Button then returned to the war and once he returned again he did not play for them again and he returned to rugby union.

===New Zealand selection===
Following Button's matches for the 'Selected Team' and his City club he was chosen to represent New Zealand against the touring England side. His selection was something of a surprise and it was said "Button, selected as a forward, will have a strenuous task to keep pace with the other forwards selected. His inclusion caused a surprise, as the general opinion was that H. Shanks would be the forward selected from Christchurch". The test match was played at the Auckland Domain on 1 August in front of 20,000 spectators. England won an extremely competitive game 16–13 with the New Zealand team given great respect for their play. The England captain Wagstaff said after the match that it was the hardest they had played on tour which included 18 matches across Australia and New Zealand. Button was playing in the hooker position and saved New Zealand late in the game when England were close to scoring. It was said later that the New Zealand forwards had al been outstanding and "Button, Banks, and Mitchell all proved the wisdom of their selection".

==War Efforts==
===World War 1===
Ernest Button enlisted in the New Zealand forces for World War 1 early on. He embarked from Wellington on 17 April 1915 as a Gunner in the New Zealand Field Artillery as part of the 4th Reinforcements. He became ill and was transported to Malta on 15 October 1915 before recovering and progressing on to Alexandria, Egypt. He was then reported seriously ill on 2 November with his parents receiving a cabled message from Malta General Hospital. He had "enteric fever" (Typhoid). He was however showing some improvement while in hospital and was removed from the dangerous list on 9 November and embarked for Alexandria on 14 December. He was then invalided to New Zealand on 26 December. It had been thought that he was likely to die and he had been treated for 3 months in army hospitals in England and Sister Holmes, of the English R.A.M.C had been "untiring" in her efforts to bring him back to health.
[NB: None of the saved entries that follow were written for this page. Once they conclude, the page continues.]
PR #7441, opened 2022-10-27
feat(macros/CSSRef): group CSS properties by common prefix

wbamberg:
## Summary

This PR groups CSS properties in collapsible sections in the sidebar, so there isn't such a massive list to scroll through.

### Problem

The "new" CSS sidebar is better than the old one in some ways, but one problem it has is that it presents all the CSS properties in a single massive list. People have complained about that, and they have a point.

### Solution

In this PR we make groups of any CSS properties according to their prefix, which is considered to be anything up to the first `"-"` character (ignoring initials, because of vendor prefixes like `-webkit`). So for example, all the `border-*` properties are placed in a group.

Then for any groups with >2 members, we render the group in a collapsible section of the sidebar. This means that, for instance, all `border-*` properties just take up one line in the sidebar by default.

Code changes are:
- extract out the bit of code that builds a sidebar entry for a single page into a new function, `makePageLink`
- add a new function, `buildPropertylist`, that does this sorting of properties into groups according to the prefix, and then builds collapsible groups. This function is used instead of `buildSublist` when we build the property list. Both these functions use `makePageLink` to make each entry.

Some caveats and uncertainties:
- I have included `border` inside `border-*`, which is technically wrong but maybe better than other choices.
- This somewhat breaks the nice feature where sections expand when you are on that page, because that feature only expands the current section, and now collapsible sections are nested. We would need to fix this but I'm not sure where to do it.

## Screenshots

I've highlighted the scrollbar thing to show how much shorter the sidebar is with this change.

### Before

Screen Shot 2022-10-26 at 5 14 09 PM

### After

Screen Shot 2022-10-26 at 5 13 50 PM

I don't love the way this looks. It would look better if we aligned the names of collapsed and non-collapsed entries, like this:

Screen Shot 2022-10-26 at 5 13 26 PM

Ran yarn dev, visited some pages.


caugner:
@Rumyra Do you have any concerns with this grouping? If not, I would say let's go for it.

> I don't love the way this looks. It would look better if we aligned the names of collapsed and non-collapsed entries, like this:

I think this would be confusing if you expand the previous group, because than the following item would look as if it belongs to that group.

wbamberg:
> @Rumyra Do you have any concerns with this grouping? If not, I would say let's go for it.
> 
> > I don't love the way this looks. It would look better if we aligned the names of collapsed and non-collapsed entries, like this:
> 
> I think this would be confusing if you expand the previous group, because than the following item would look as if it belongs to that group.

Yeah, that's a good point. Maybe it is OK although I would accept improvements :).

I just pushed https://github.com/mdn/yari/pull/7441/commits/24b48d378c7dffdadc1e9ab86bace05fd1b24e3d - I'm not at all familiar with Cheerio but this seems to open all the `<details>` elements, not just the closest one, and it looks like it works:

Screen Shot 2022-10-27 at 12 29 14 PM

caugner:
> I just pushed [24b48d3](https://github.com/mdn/yari/commit/24b48d378c7dffdadc1e9ab86bace05fd1b24e3d) - I'm not at all familiar with Cheerio but this seems to open all the `<details>` elements, not just the closest one, and it looks like it works:

Yes, the [cheerio docs for parents()](https://cheerio.js.org/functions/Cheerio.parents.html) is not very helpful, but the corresponding [jQuery docs](https://api.jquery.com/parents/) indicates this is the right thing to do. Are there already other sidebars with nested `<details>` that would profit from `.parents()`? If so, I'd suggest extracting it to a separate PR to get it merged sooner.

The plan is to redesign the sidebar altogether next year, so I'm slightly torn about improvements like this, because I would expect the new sidebar to no longer need this grouping. On the other hand, if it improves UX right now without adding complexity, I'm all for it, especially as plans may change.

wbamberg:
> > I just pushed [24b48d3](https://github.com/mdn/yari/commit/24b48d378c7dffdadc1e9ab86bace05fd1b24e3d) - I'm not at all familiar with Cheerio but this seems to open all the `<details>` elements, not just the closest one, and it looks like it works:
> 
> Yes, the [cheerio docs for parents()](https://cheerio.js.org/functions/Cheerio.parents.html) is not very helpful, but the corresponding [jQuery docs](https://api.jquery.com/parents/) indicates this is the right thing to do. Are there already other sidebars with nested `<details>` that would profit from `.parents()`? If so, I'd suggest extracting it to a separate PR to get it merged sooner.

There are none that I know of, but I guess it is safe anyway, so I made https://github.com/mdn/yari/pull/7451 for that.

> The plan is to redesign the sidebar altogether next year, so I'm slightly torn about improvements like this, because I would expect the new sidebar to no longer need this grouping.

Do you have any information about that (what is proposed and when)? It would help if we could be coordinated here, and I think sidebar design is a thing that writers have some interest in.

> On the other hand, if it improves UX right now without adding complexity, I'm all for it, especially as plans may change and/or the sidebar redesign may take some time.

It obviously does add complexity. I think it's a matter of whether the improvement is worth the complexity, as well as how soon and how definite the sidebar redesign is.

Rumyra:
> Do you have any concerns with this grouping? If not, I would say let's go for it.

No I don't have any concerns :) In regards to sidebar work on the roadmap I also believe this:

> On the other hand, if it improves UX right now without adding complexity, I'm all for it, especially as plans may change and/or the sidebar redesign may take some time.

And yes @wbamberg this would be part of the plan:

> It would help if we could be coordinated here, and I think sidebar design is a thing that writers have some interest in.

kumascript/macros/CSSRef.ejs
```diff
@@ -814,42 +814,116 @@ function smartLink(href, title, content, subpath) {
...
+  // of each property name, where "parts" are demarcated by "-".
+  // For example, split "border" off "border-style".
+  //
+  // Make an object:
+  // - with a key for every distinct "first part"
+  // - whose value is an array of all CSS property names which start with that part.
+  //
+  // For example, it has a key "border" whose value is an array of all
+  // the CSS properties that start with "border".
+  const propertyGroups = {};
```
caugner, line 895: In this context, the `property` prefix is redundant:

```suggestion
  const groups = {};
```

kumascript/macros/CSSRef.ejs
```diff
@@ -814,42 +814,116 @@ function smartLink(href, title, content, subpath) {
...
 
-    if (rtlLocales.indexOf(locale) != -1) {
-      result += '</bdi>';
+  for (const property of properties) {
```
caugner, line 897: The function parameter is `pages`, `properties` is from the outer scope:

```suggestion
  for (const page of pages) {
```

kumascript/macros/CSSRef.ejs
```diff
@@ -814,42 +814,116 @@ function smartLink(href, title, content, subpath) {
...
+    // The regex is: match at "-" but not at the start of the string,
+    // because of properties like -webkit-line-clamp, where we want the
+    // "first part" to be "-webkit"
+    const pieces = property.title.split(/(?<!^)-/);
+    if (Object.keys(propertyGroups).includes(pieces[0])) {
+      propertyGroups[pieces[0]].push(property.title);
+    } else {
+      propertyGroups[pieces[0]] = [property.title];
```
caugner, line 905:
```suggestion
    const prefix = page.title.split(/(?<!^)-/).pop();
    propertyGroups[prefix] ??= [];
    propertyGroups[prefix].push(page);
```

kumascript/macros/CSSRef.ejs
```diff
@@ -814,42 +814,116 @@ function smartLink(href, title, content, subpath) {
...
     }
+  }
 
-    result += '</li>';
+  for (const propertyGroupName of Object.keys(propertyGroups)) {
+    const group = propertyGroups[propertyGroupName];
```
caugner, line 910:
```suggestion
  for (const [prefix, group] of Object.entries(groups)) {
```

kumascript/macros/CSSRef.ejs
```diff
@@ -814,42 +814,116 @@ function smartLink(href, title, content, subpath) {
...
+    if (group.length < 3) {
+      // if a group contains fewer than 3 entries (that is, there are fewer than 3
+      // properties with the given prefix) then just write them out as a list
+      // of links
+      for (const propertyName of group) {
+        result += makePageLink(pages.find(item => item.title === propertyName));
+      }
```
caugner, line 917: If we put the pages directly into the groups above, we don't need to find them here (i.e. better performance):

```suggestion
      for (const page of group) {
        result += makePageLink(page);
      }
```

kumascript/macros/CSSRef.ejs
```diff
@@ -814,42 +814,116 @@ function smartLink(href, title, content, subpath) {
...
+    } else {
+      // otherwise, make a collapsible section for this group, and write
+      // the page links out inside it.
+      result += `<li class="toggle"><details><summary>${propertyGroupName}-*</summary><ol>`;
+      for (const propertyName of group) {
+        result += makePageLink(pages.find(item => item.title === propertyName));
+      }
+      result += "</ol></details></li>";
```
caugner, line 925:
```suggestion
      result += buildSubList(group, prefix);
```

caugner (changes requested):
LGTM, just some refactoring opportunities.

wbamberg:
@caugner , I applied your suggestions but the macro now seems broken in quite a few ways. I tried fixing it but I think the fixes would need to be quite extensive, and I'd get a long way away from the changes you made.

Could you please either fix the changes, or revert to the original and then reapply your refactorings on top, checking it works on the way? Thanks!

wbamberg:
Thank you @caugner , this works fine. I also tried updating the latest main just to check it doesn't interact badly with the scrolling thing, and that seems fine too:

css-sidebar-groups

I still think the groups and the "> prefix-*" thing is a bit ugly, but I think it is more usable than before, and fixing the ugliness would involve us in some design work.

caugner (approved):

caugner:
> I still think the groups and the "> prefix-*" thing is a bit ugly, but I think it is more usable than before, and fixing the ugliness would involve us in some design work.

Yeah, let's land this as is. It's definitely an improvement over the status quo, thank you! 👍

PR #7454, opened 2022-10-30
style(eslint): lint TypeScript + fix issues

nschonni:
## Summary

Wires in the already installed eslint-typescript plugins and parsers.

### Problem

There are still a few warnings and failures that I dind't disable, and even some of the disabled rules may want to be looked at, so opening as a draft

### Solution

---

### After

---


filecheck/cli.ts
```diff
@@ -29,7 +29,7 @@ program
     }
     return runChecker(allFilePaths, options).catch((error) => {
       console.error(error);
-      process.exit(1);
+      throw error;
```
nschonni, line 32: Manually changed this to match the other CLI because of the `n/no-process-exit` rule

build/spas.ts
```diff
@@ -13,7 +13,6 @@ import {
   BUILD_OUT_ROOT,
 } from "../libs/env";
 import { DocFrontmatter } from "../libs/types/document";
-// eslint-disable-next-line n/no-missing-require
```
nschonni, line 16: this disable doesn't apply because of the migration to import

build/cli.ts
```diff
@@ -11,7 +11,6 @@ import { prompt } from "inquirer";
 import { Document, slugToFolder, translationsOf } from "../content";
 import { CONTENT_ROOT, CONTENT_TRANSLATED_ROOT } from "../libs/env";
 import { VALID_LOCALES } from "../libs/constants";
-// eslint-disable-next-line n/no-missing-require
```
nschonni, line 14: this disable doesn't apply because of the migration to import

server/react-app.d.ts
```diff
@@ -1,7 +1,3 @@
-/// <reference types="node" />
```
nschonni, line 1: Not sure if these should change to import Types from calls

nschonni (commented):
@caugner not sure if you had this on your list to do after the full TypeScript migration

filecheck/cli.ts
caugner: LGTM

server/react-app.d.ts
caugner: Did these cause issues, or why did you remove them?

build/spas.ts
caugner: LGTM

caugner (commented):
Great initiative, we would love to have ESLint actually checking those TypeScript files. 🎉

tool/cli.ts
```diff
@@ -44,12 +43,7 @@ const PORT = parseInt(process.env.SERVER_PORT || "5042");
 // will include very rarely used URIs.
 const MAX_GOOGLE_ANALYTICS_URIS = 20000;
 
-interface Options {
-  v?: boolean;
-  verbose?: boolean;
-}
-
-interface DeleteArgsAndOptions {
+interface DeleteArgsAndOptions extends ActionParameters {
```
caugner, line 46:
```suggestion
interface DeleteActionParameters extends ActionParameters {
```

tool/cli.ts
```diff
@@ -212,7 +264,7 @@ program
   })
   .action(
     tryOrExit(({ args, logger }) => {
-      const { locales } = args;
+      const locales = args.locales as string[];
```
caugner, line 267: extract `FixRedirectsActionParameters` interface instead

tool/cli.ts
```diff
@@ -198,7 +249,8 @@ program
   .argument("<to>", "To-URL")
   .action(
     tryOrExit(({ args, logger }) => {
-      const { from, to } = args;
+      const from = args.from as string;
+      const to = args.to as string;
```
caugner, line 253: extract `AddRedirectActionParameter` interface instead

caugner (changes requested):

tool/cli.ts
caugner: Fixed in 8f5e95484bff7cdc0d2a23de02aee48941b73259.

tool/cli.ts
caugner: Fixed in 8f5e95484bff7cdc0d2a23de02aee48941b73259.

tool/cli.ts
caugner: Fixed in 8f5e95484bff7cdc0d2a23de02aee48941b73259.

caugner (commented):
Deferring to @queengooborg for the review.

server/react-app.d.ts
nschonni: https://typescript-eslint.io/rules/triple-slash-reference
I thought about adding `import types ...` but since the compiler complained I just removed them. That might be because the compiler isn't running in strict mode right now

queengooborg: I think it's fine to keep these removed without adding import statements; `node` is implicit, we're importing React down in the `"*.svg"` module, and it doesn't looks like we're using `react-dom` at all here.

queengooborg (approved):
All the changes look good to me -- it was hard to read through the diff for `tool/cli.ts` due to all the formatting changes that resulted, but I carefully looked through and didn't see anything out of place.

caugner:
> All the changes look good to me -- it was hard to read through the diff for `tool/cli.ts` due to all the formatting changes that resulted

"Hide whitespace changes" did the trick for me this time, but I know it doesn't always help (locally I do `git diff --word-diff-regex=.` sometimes): 
image

PR #7469, opened 2022-10-31
fix(bcd): Allow check for __compat on objects that don't inherit from Object

### LINKED ISSUE #7466: Failed to load browser compatibility table
### Summary

maybe because https://github.com/mdn/yari/commit/05851d9f35e81c92d0400585cd62e0843f684499#diff-992e84d53a490b687d006958a87fdcebee197e7a5317bec8337a69e617cafde3R40

### URL

https://developer.mozilla.org/en-US/docs/Web/JavaScript/Reference/Global_Objects/Object#browser_compatibility

### Reproduction steps

https://developer.mozilla.org/en-US/docs/Web/JavaScript/Reference/Global_Objects/Object#browser_compatibility

### Expected behavior

browser compatibility table

### Actual behavior

error

### Device

Desktop

### Browser

Edge

### Browser version

Stable

### Operating system

Linux

### Screenshot

image

### Anything else?

_No response_

### Validations

danielhjacobs:
## Summary

Fixes #7466

### Problem

See https://stackoverflow.com/questions/53978067/hasownproperty-is-not-a-function-in-node-js/53978289#53978289.

### Solution

Use the simpler value.__compat

---

Tested on dev site

### DIFF
--- a/client/src/document/ingredients/browser-compatibility-table/utils.ts
+++ b/client/src/document/ingredients/browser-compatibility-table/utils.ts
@@ -36,8 +36,7 @@ function findFirstCompatDepth(identifier: BCD.Identifier) {
 
   while (entries.length) {
     const [path, value] = entries.shift() as [string, BCD.Identifier];
-
-    if (value.hasOwnProperty("__compat")) {
+    if (value.__compat) {
       // Following entries have at least this depth.
       return path.split(".").length;
     }


caugner (approved):

caugner:
Thank you @danielhjacobs! 🙏

PR #7481, opened 2022-11-02
fix(plus): remove always-displayed scrollbars on article action dropdowns

LeoMcA:
in Chromium Linux, before:

Screenshot from 2022-11-02 17-38-48

after:

Screenshot from 2022-11-02 17-39-07


fiji-flo (approved):
📜 no more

After returning to New Zealand he had spent time recovering and on 8 July 1917 he was well enough to join the Linwood rugby league club and play 2 games for them in the same month. He was officially discharged on 31 July 1916 with it stated that he was no longer physically fit for war service on account of wounds received in action and illness contracted on active service.

He was nearly discharged from the service after "absenting himself without leave from 20 to 29 April 1918" according to image 19 of his military files. When he returned to the war he embarked on board the Matatua on 2 October 1918, arriving on 5 December 1918. By this stage he was a Quartermaster Sergeant in the 43rd Reinforcements, New Zealand Field Artillery.

Button was discharged on 25 August 1919. He was awarded the 1914–15 Star, British War Medal and the Victory Medal.

===World War 2===
Following Button's return from World War 1 he had embarked on a medical career. In 1920 he was studying Physics and Inorganic Chemistry. He received his medical degree on 17 December 1925.

Button completed his English F.R.C.S in May 1931. It was stated that he had been educated at Wellington and Otago University and served as a surgeon at Wellington Hospital for 2 years. It was also said that he expected to return to New Zealand at the end of the year. He was granted a Diplomas of Fellowship of the Royal College of Surgeons after successfully passing the exam in June, 1931 in London.

In 1941 he was granted the temporary rank of Lieutenant-colonel while holding the appointment of officer in charge of the surgical division, No. 3 NZ General Hospital. Then in July 1942 he became lieutenant-colonel.